* PROBLEM *
Copy the data that follows, exactly and completely.

* RECORDS SUPPLIED *
PR #805, opened 2026-06-16
feat(jax): persistent-PGD bsc scope (batch-sharded, no replica sync)

danbraunai-goodfire:
## What

Adds the `bsc` (`per_batch_per_position`) persistent-PGD source scope to the JAX single-pool trainer. Until now only `sc` was supported — a single `(1, T, C+1)` source shared across the whole global batch. `bsc` gives each batch element its own `(B, T, C+1)` source.

This is the last gap for replicating torch run **p-20f9fc15** — the same config José used for the paper's parameter decomposition (the "Interpreting Language Model Parameters" 4L Pile run, `param_decomp_lab/experiments/lm/pile_llama_simple_mlp-4L.yaml`). The `param_decomp_config` schema already supported `bsc` (incl. the `per_batch_per_position -> bsc` legacy alias); the gap was only in the JAX trainer.

## How bsc works

- `bsc` sources are **batch-sharded over `dp`** (`P("dp", None, None)`), so each element's source lands on the same rank as that element's `shard_batch`-placed residual/CI.
- Per-element grads are therefore **shard-local — no cross-rank source-grad reduction** (matching torch's `_skip_all_reduce`). The loss `1/B` normalization supplies the averaging. (`sc`, by contrast, is replicated `P()` and AVG-reduces its grad across shards.)
- Requires `global_batch % n_dev == 0`, the same divisibility `shard_batch` already needs.

## Why the bsc change is small

The per-step train logic is already shape-agnostic over the source leading dims (it operates on `{state_key: {site: array}}` via scan/grad/ascend), so the change is confined to **init + placement + one assertion**:

- `init_persistent_sources` gains a plain `batch_dim` int — the scope's leading axis (`1` for `sc`, `B` for `bsc`). Keeping it a plain int (not the scope enum) keeps the eager init decoupled from the loss-config types.
- `init_sources_sharded` gains `scope` / `global_batch` and `match`es `scope -> (batch_dim, placement)`.
- `recon._assert_supported_persistent` now admits `SCScope | BSCScope`.
- `train.TrainState.sources` is unchanged in code; only its docstring widened.

The `init_persistent_sources` signature change cascades to ~11 callers (experiments + tests), all `sc`, passing `batch_dim=1`.

## out_dir derived cluster-side (2nd commit)

The jax wrapper hardcoded an absolute `out_dir`, while the torch launcher already derives outputs from `PARAM_DECOMP_OUT_DIR` (`$DATA_MOUNT/.../runs`, the current cluster). `jax_launch` is now symmetric: `out_dir` is **optional** in the wrapper and **minted at submit** (stamped into the workspace copy alongside `run_id`), defaulting to `PARAM_DECOMP_OUT_DIR/runs`. A wrapper may still set `out_dir` to override (e.g. the llama8b wrappers' `jax_runs`, left as-is). Dropped the now-redundant `out_dir` from the two pile wrappers that used the default (`pile_ppgd_bsc`, `pile_pgd1`).

## Config

Ships the canonical reproduction pair only:
- `configs/pile_ppgd_bsc_from_torch.yaml` (JAX wrapper)
- `configs/torch/pile_llama_simple_mlp_4l_ppgd_bsc.yaml` (the `pgd1` sibling with the `PersistentPGDReconLoss`/`bsc` term swapped in)

## Validation

- `basedpyright jax_single_pool` and `basedpyright` (root, incl. `jax_launch.py`) — 0 errors.
- Full `jax_single_pool` suite — **65 passed** at both 1 and 4 simulated devices. Adds a `bsc` placement/shape block to `tests/test_sharding.py`.
- Functional check of the new wrapper validation: no-`out_dir` validates and derives the current-cluster path; explicit `out_dir` override accepted; missing/unknown keys rejected.
- Replication run **p-7847c8aa** (16 H100, dp=16) tracks torch p-20f9fc15 within ~0.1–0.4% on total loss over the first several hundred steps.

## Scope note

* SOLVED EXERCISE *
PR #805, opened 2026-06-16
feat(jax): persistent-PGD bsc scope (batch-sharded, no replica sync)

danbraunai-goodfire:
## What

Adds the `bsc` (`per_batch_per_position`) persistent-PGD source scope to the JAX single-pool trainer. Until now only `sc` was supported — a single `(1, T, C+1)` source shared across the whole global batch. `bsc` gives each batch element its own `(B, T, C+1)` source.

This is the last gap for replicating torch run **p-20f9fc15** — the same config José used for the paper's parameter decomposition (the "Interpreting Language Model Parameters" 4L Pile run, `param_decomp_lab/experiments/lm/pile_llama_simple_mlp-4L.yaml`). The `param_decomp_config` schema already supported `bsc` (incl. the `per_batch_per_position -> bsc` legacy alias); the gap was only in the JAX trainer.

## How bsc works

- `bsc` sources are **batch-sharded over `dp`** (`P("dp", None, None)`), so each element's source lands on the same rank as that element's `shard_batch`-placed residual/CI.
- Per-element grads are therefore **shard-local — no cross-rank source-grad reduction** (matching torch's `_skip_all_reduce`). The loss `1/B` normalization supplies the averaging. (`sc`, by contrast, is replicated `P()` and AVG-reduces its grad across shards.)
- Requires `global_batch % n_dev == 0`, the same divisibility `shard_batch` already needs.

## Why the bsc change is small

The per-step train logic is already shape-agnostic over the source leading dims (it operates on `{state_key: {site: array}}` via scan/grad/ascend), so the change is confined to **init + placement + one assertion**:

- `init_persistent_sources` gains a plain `batch_dim` int — the scope's leading axis (`1` for `sc`, `B` for `bsc`). Keeping it a plain int (not the scope enum) keeps the eager init decoupled from the loss-config types.
- `init_sources_sharded` gains `scope` / `global_batch` and `match`es `scope -> (batch_dim, placement)`.
- `recon._assert_supported_persistent` now admits `SCScope | BSCScope`.
- `train.TrainState.sources` is unchanged in code; only its docstring widened.

The `init_persistent_sources` signature change cascades to ~11 callers (experiments + tests), all `sc`, passing `batch_dim=1`.

## out_dir derived cluster-side (2nd commit)

The jax wrapper hardcoded an absolute `out_dir`, while the torch launcher already derives outputs from `PARAM_DECOMP_OUT_DIR` (`$DATA_MOUNT/.../runs`, the current cluster). `jax_launch` is now symmetric: `out_dir` is **optional** in the wrapper and **minted at submit** (stamped into the workspace copy alongside `run_id`), defaulting to `PARAM_DECOMP_OUT_DIR/runs`. A wrapper may still set `out_dir` to override (e.g. the llama8b wrappers' `jax_runs`, left as-is). Dropped the now-redundant `out_dir` from the two pile wrappers that used the default (`pile_ppgd_bsc`, `pile_pgd1`).

## Config

Ships the canonical reproduction pair only:
- `configs/pile_ppgd_bsc_from_torch.yaml` (JAX wrapper)
- `configs/torch/pile_llama_simple_mlp_4l_ppgd_bsc.yaml` (the `pgd1` sibling with the `PersistentPGDReconLoss`/`bsc` term swapped in)

## Validation

- `basedpyright jax_single_pool` and `basedpyright` (root, incl. `jax_launch.py`) — 0 errors.
- Full `jax_single_pool` suite — **65 passed** at both 1 and 4 simulated devices. Adds a `bsc` placement/shape block to `tests/test_sharding.py`.
- Functional check of the new wrapper validation: no-`out_dir` validates and derives the current-cluster path; explicit `out_dir` override accepted; missing/unknown keys rejected.
- Replication run **p-7847c8aa** (16 H100, dp=16) tracks torch p-20f9fc15 within ~0.1–0.4% on total loss over the first several hundred steps.

## Scope note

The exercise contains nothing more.